== ACTIVITY ==
Every line that holds the word "issues" needs to be copied from the data below.

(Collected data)
PR #3851, opened 2017-07-12
Fix v2.0.x ob1 issues

hjelmn:


jjhursey:
@hjelmn The original issue could not be reproduced on this branch. The test passes clean without any additional changes from this PR. Is this PR necessary then?

hppritcha:
@jsquyres not sure we should take this per @jjhursey s comment.

bosilca:
The bug exists even if we are unable to replicate it with a particular test.

PR #3860, opened 2017-07-12
README: say we don't support PGI on OS-X

### LINKED ISSUE #3859: README: state that PGI is not supported on OS-X
Add note that we don't support the PGI compiler on OS-X.

hppritcha:
[skip ci]
fixes #3859

### DIFF
--- a/README
+++ b/README
@@ -177,6 +177,11 @@ Compiler Notes
   source directory path names that was resolved in 9.0-4 (9.0-3 is
   known to be broken in this regard).
 
+- Open MPI does not support the PGI compiler suite on OS X or MacOS.
+  See issues below for more details:
+  https://github.com/open-mpi/ompi/issues/2604
+  https://github.com/open-mpi/ompi/issues/2605
+
 - OpenSHMEM Fortran bindings do not support the `no underscore` Fortran
   symbol convention. IBM's xlf compilers build in that mode by default.
   As such, IBM's xlf compilers cannot build/link the OpenSHMEM Fortran


README
```diff
@@ -185,6 +187,9 @@ Compiler Notes
   for more details:
   https://github.com/open-mpi/ompi/issues/3612
 
+- IBM's xlf compilers: NO known good version that can build/link
+  the MPI f08 bindings or build/link the OpenSHMEM Fortran bindings.
+
```
jjhursey: @hppritcha This line is not correct. We regularly test xlf in this way. It is correct the XL and OpenSHMEM have a problem. See note on line 180/182 about that issue. I think this bullet should be removed.

hppritcha: I think I messed this up with a conflict rebase.  removing.

hppritcha:
@jjhursey check now

README
```diff
@@ -177,6 +177,8 @@ Compiler Notes
   source directory path names that was resolved in 9.0-4 (9.0-3 is
   known to be broken in this regard).
 
+- The PGI compiler is not supported on OS-X.
```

== ANSWER FOR THE TASK ==
Fix v2.0.x ob1 issues
+  See issues below for more details:
+  https://github.com/open-mpi/ompi/issues/2604
+  https://github.com/open-mpi/ompi/issues/2605
   https://github.com/open-mpi/ompi/issues/3612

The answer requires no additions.